• _Record excerpts_:
PR #5242, opened 2021-02-02
 Add support for decoding plain PPM formats

### LINKED ISSUE #860: 'IOError: cannot identify image file' when opening .pbm, .pgm and .ppm in an ascii file encoding
Netpbm file formats can be encoded in either binary or ASCII. When opening a .pbm, .pgm or .ppm in the ASCII format, the following error is thrown:

```
IOError: cannot identify image file
```

All Netpbm formats in binary encoding open perfectly.

### LINKED ISSUE #4999: P3 ppm file format support (the non binary version of ppm that is very common)

Piolie:
Resolves #860
Resolves #4999
Builds upon @gofr's PR draft #5009.

 * only adds decode support, not encode support;
 * includes several tests;
 * does error handling;
 * is also affected by #5008. It would be easy to fix this. However, it would make the results of the `raw` and `plain` formats inconsistent, so I decided to leave it as is;
 * in plain PBM the inter-token whitespace is optional, so the decoder differs from the one for the other formats;
 * there is also a hack to handle the fact that the 32-bit PGM extension expects signed ints, unlike the 8- and 16-bit ones, which are unsigned.

I made the changes on top of my other, still open, PR (#5121).

gofr's PR could potentially read the whole file at once (if there are no `LF`s) which for very large files could take up lots of memory. To avoid this, I tried to read one char at a time and although the implementation was easy, the performance was poor. I finally opted to read 1 MB blocks and process each one instead. The code ended up being more complex,* so there's that. On the bright side, it could easily be adapted not to `_pull_fd`, if it's any use.

*Strictly speaking, the PPM format doesn't allow comments in the raster section. However, these are commonly used. Ignoring them even when they span several blocks or split tokens in half was the hardest part.


src/PIL/PpmImagePlugin.py
```diff
@@ -49,71 +53,264 @@ class PpmImageFile(ImageFile.ImageFile):
...
+#
+# --------------------------------------------------------------------
+
+
+class PpmPlainDecoder(ImageFile.PyDecoder):
+    _pulls_fd = True
+
+    def _read_block(self, block_size=10 ** 6):
+        return bytearray(self.fd.read(block_size))
+        # return self.fd.read(block_size)
```
radarhere, line 162:
```suggestion
```
Is this unintentionally left in? Or were you trying to communicate something to future developers?

src/PIL/PpmImagePlugin.py
```diff
@@ -49,71 +53,264 @@ class PpmImageFile(ImageFile.ImageFile):
...
-        if s != b"P":
-            raise SyntaxError("not a PPM file")
-        magic_number = self._token(s)
-        mode = MODES[magic_number]
+    def _open(self):
+        magic_number = self._read_magic()
+        try:
+            decoder, mode = MODES[magic_number]
+        except KeyError:
+            raise SyntaxError("Not a PPM image file") from None
```
radarhere, line 101: Why raise it from `None`?

src/PIL/PpmImagePlugin.py
Piolie: I was unintentional, sorry.

src/PIL/PpmImagePlugin.py
Piolie: I was considering the underlying cause (`KeyError`) not relevant to the end user.

src/PIL/PpmImagePlugin.py
```diff
@@ -135,7 +331,7 @@ def _save(im, fp, filename):
     elif im.mode == "RGBA":
         rawmode, head = "RGB", b"P6"
     else:
-        raise OSError(f"cannot write mode {im.mode} as PPM")
+        raise OSError(f"Cannot write mode {im.mode} as PPM")
```
radarhere, line 334:
```suggestion
        raise OSError(f"cannot write mode {im.mode} as PPM")
```
Considering that "cannot write mode" is seen in 9 other plugins, it would be nice not to have this one be unique

Piolie: Sure thing.

src/PIL/PpmImagePlugin.py
radarhere: The change this comment was addressing was part of #5121

src/PIL/PpmImagePlugin.py
```diff
@@ -123,7 +128,176 @@ def _open(self):
...
+        elif self.mode == "I":
+            if rawmode == "I;16B":
+                decoded_data = self._decode_blocks(channels=1, depth=16)
+            elif rawmode == "I;32B":
+                decoded_data = self._decode_blocks(channels=1, depth=32)
+        elif self.mode == "RGB":
+            decoded_data = self._decode_blocks(channels=3, depth=8)
+
+        self.set_as_raw(bytes(decoded_data), rawmode)
+        return -1, 0
```
radarhere, line 300:
```suggestion
        return 0, 0
```
I think this should be zero, as per https://github.com/python-pillow/Pillow/blob/180c89f7559c7faeddd1a215e2a2937dc3afb4d9/src/PIL/ImageFile.py#L668-L674

src/PIL/PpmImagePlugin.py
```diff
@@ -123,7 +128,176 @@ def _open(self):
...
+                decoded_data.append(token)
+                if tokens_read == total_tokens:  # finished!
+                    invert = bytes.maketrans(b"01", b"\xFF\x00")
+                    decoded_data = decoded_data.translate(invert)
+                    return decoded_data
+
+    def _decode_blocks(self, channels=1, depth=8):
+        decoded_data = bytearray()
+        if depth == 32:
+            maxval = 2**31 - 1  # HACK: 32-bit grayscale uses signed int
```
radarhere, line 221: I can see that your test image agrees with you. I'd like to understand why this is though. Where did you test image come from?

radarhere: If I use ImageMagick, `convert Tests/images/hopper.png -depth 32 out.pgm`,`maxval` is `2 ** 32 - 1`.

I'm also able to get the same result without explicitly setting the depth -
```
python3 -c "from PIL import Image;im = Image.open('Tests/images/hopper.png');im.convert('F').save('out.tiff')"
convert out.tiff out.pgm
cat out.pgm | head -n 3
```

radarhere: I've realised that this workaround can be avoided by using the original `maxval`. I've pushed a commit for this.

Piolie: Sorry for the late reply. It's been a while since I worked on this.
Just for the record: I don't remember how I got to the conclusion that that "hack" was needed. I think the test image I manually generated myself—so of course my hack would work ;P. I'm glad that using `maxval` makes all this avoidable.

djbuijs:
I'm looking for this feature as well. What's holding up the merge? I'd be happy to help bring this over the finish-line if there's anything left to do.

radarhere:
After #6242, it has become apparent that the hopper_32bit had a maximum value [outside of the 0-65535 range](https://en.wikipedia.org/wiki/Netpbm#Description). So I've removed those test images.

radarhere:
@djbuijs I've now resolved the merge conflict, and added support for arbitrary maxval in plain formats to continue the work of #6119. Those were the issues that I was conscious of. What's left is just reviewing it to make sure that everything is correct and there's no straightforward improvements to be made.

djbuijs:
Thank you @radarhere!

• _Task details_: Reproduce all the data precisely, word for word.

• _Worked solution_:
PR #5242, opened 2021-02-02
 Add support for decoding plain PPM formats

### LINKED ISSUE #860: 'IOError: cannot identify image file' when opening .pbm, .pgm and .ppm in an ascii file encoding
Netpbm file formats can be encoded in either binary or ASCII. When opening a .pbm, .pgm or .ppm in the ASCII format, the following error is thrown:

```
IOError: cannot identify image file
```

All Netpbm formats in binary encoding open perfectly.

### LINKED ISSUE #4999: P3 ppm file format support (the non binary version of ppm that is very common)

Piolie:
Resolves #860
Resolves #4999
Builds upon @gofr's PR draft #5009.

 * only adds decode support, not encode support;
 * includes several tests;
 * does error handling;
 * is also affected by #5008. It would be easy to fix this. However, it would make the results of the `raw` and `plain` formats inconsistent, so I decided to leave it as is;
 * in plain PBM the inter-token whitespace is optional, so the decoder differs from the one for the other formats;
 * there is also a hack to handle the fact that the 32-bit PGM extension expects signed ints, unlike the 8- and 16-bit ones, which are unsigned.

I made the changes on top of my other, still open, PR (#5121).

gofr's PR could potentially read the whole file at once (if there are no `LF`s) which for very large files could take up lots of memory. To avoid this, I tried to read one char at a time and although the implementation was easy, the performance was poor. I finally opted to read 1 MB blocks and process each one instead. The code ended up being more complex,* so there's that. On the bright side, it could easily be adapted not to `_pull_fd`, if it's any use.

*Strictly speaking, the PPM format doesn't allow comments in the raster section. However, these are commonly used. Ignoring them even when they span several blocks or split tokens in half was the hardest part.


src/PIL/PpmImagePlugin.py
```diff
@@ -49,71 +53,264 @@ class PpmImageFile(ImageFile.ImageFile):
...
+#
+# --------------------------------------------------------------------
+
+
+class PpmPlainDecoder(ImageFile.PyDecoder):
+    _pulls_fd = True
+
+    def _read_block(self, block_size=10 ** 6):
+        return bytearray(self.fd.read(block_size))
+        # return self.fd.read(block_size)
```
radarhere, line 162:
```suggestion
```
Is this unintentionally left in? Or were you trying to communicate something to future developers?

src/PIL/PpmImagePlugin.py
```diff
@@ -49,71 +53,264 @@ class PpmImageFile(ImageFile.ImageFile):
...
-        if s != b"P":
-            raise SyntaxError("not a PPM file")
-        magic_number = self._token(s)
-        mode = MODES[magic_number]
+    def _open(self):
+        magic_number = self._read_magic()
+        try:
+            decoder, mode = MODES[magic_number]
+        except KeyError:
+            raise SyntaxError("Not a PPM image file") from None
```
radarhere, line 101: Why raise it from `None`?

src/PIL/PpmImagePlugin.py
Piolie: I was unintentional, sorry.

src/PIL/PpmImagePlugin.py
Piolie: I was considering the underlying cause (`KeyError`) not relevant to the end user.

src/PIL/PpmImagePlugin.py
```diff
@@ -135,7 +331,7 @@ def _save(im, fp, filename):
     elif im.mode == "RGBA":
         rawmode, head = "RGB", b"P6"
     else:
-        raise OSError(f"cannot write mode {im.mode} as PPM")
+        raise OSError(f"Cannot write mode {im.mode} as PPM")
```
radarhere, line 334:
```suggestion
        raise OSError(f"cannot write mode {im.mode} as PPM")
```
Considering that "cannot write mode" is seen in 9 other plugins, it would be nice not to have this one be unique

Piolie: Sure thing.

src/PIL/PpmImagePlugin.py
radarhere: The change this comment was addressing was part of #5121

src/PIL/PpmImagePlugin.py
```diff
@@ -123,7 +128,176 @@ def _open(self):
...
+        elif self.mode == "I":
+            if rawmode == "I;16B":
+                decoded_data = self._decode_blocks(channels=1, depth=16)
+            elif rawmode == "I;32B":
+                decoded_data = self._decode_blocks(channels=1, depth=32)
+        elif self.mode == "RGB":
+            decoded_data = self._decode_blocks(channels=3, depth=8)
+
+        self.set_as_raw(bytes(decoded_data), rawmode)
+        return -1, 0
```
radarhere, line 300:
```suggestion
        return 0, 0
```
I think this should be zero, as per https://github.com/python-pillow/Pillow/blob/180c89f7559c7faeddd1a215e2a2937dc3afb4d9/src/PIL/ImageFile.py#L668-L674

src/PIL/PpmImagePlugin.py
```diff
@@ -123,7 +128,176 @@ def _open(self):
...
+                decoded_data.append(token)
+                if tokens_read == total_tokens:  # finished!
+                    invert = bytes.maketrans(b"01", b"\xFF\x00")
+                    decoded_data = decoded_data.translate(invert)
+                    return decoded_data
+
+    def _decode_blocks(self, channels=1, depth=8):
+        decoded_data = bytearray()
+        if depth == 32:
+            maxval = 2**31 - 1  # HACK: 32-bit grayscale uses signed int
```
radarhere, line 221: I can see that your test image agrees with you. I'd like to understand why this is though. Where did you test image come from?

radarhere: If I use ImageMagick, `convert Tests/images/hopper.png -depth 32 out.pgm`,`maxval` is `2 ** 32 - 1`.

I'm also able to get the same result without explicitly setting the depth -
```
python3 -c "from PIL import Image;im = Image.open('Tests/images/hopper.png');im.convert('F').save('out.tiff')"
convert out.tiff out.pgm
cat out.pgm | head -n 3
```

radarhere: I've realised that this workaround can be avoided by using the original `maxval`. I've pushed a commit for this.

Piolie: Sorry for the late reply. It's been a while since I worked on this.
Just for the record: I don't remember how I got to the conclusion that that "hack" was needed. I think the test image I manually generated myself—so of course my hack would work ;P. I'm glad that using `maxval` makes all this avoidable.

djbuijs:
I'm looking for this feature as well. What's holding up the merge? I'd be happy to help bring this over the finish-line if there's anything left to do.

radarhere:
After #6242, it has become apparent that the hopper_32bit had a maximum value [outside of the 0-65535 range](https://en.wikipedia.org/wiki/Netpbm#Description). So I've removed those test images.

radarhere:
@djbuijs I've now resolved the merge conflict, and added support for arbitrary maxval in plain formats to continue the work of #6119. Those were the issues that I was conscious of. What's left is just reviewing it to make sure that everything is correct and there's no straightforward improvements to be made.

djbuijs:
Thank you @radarhere!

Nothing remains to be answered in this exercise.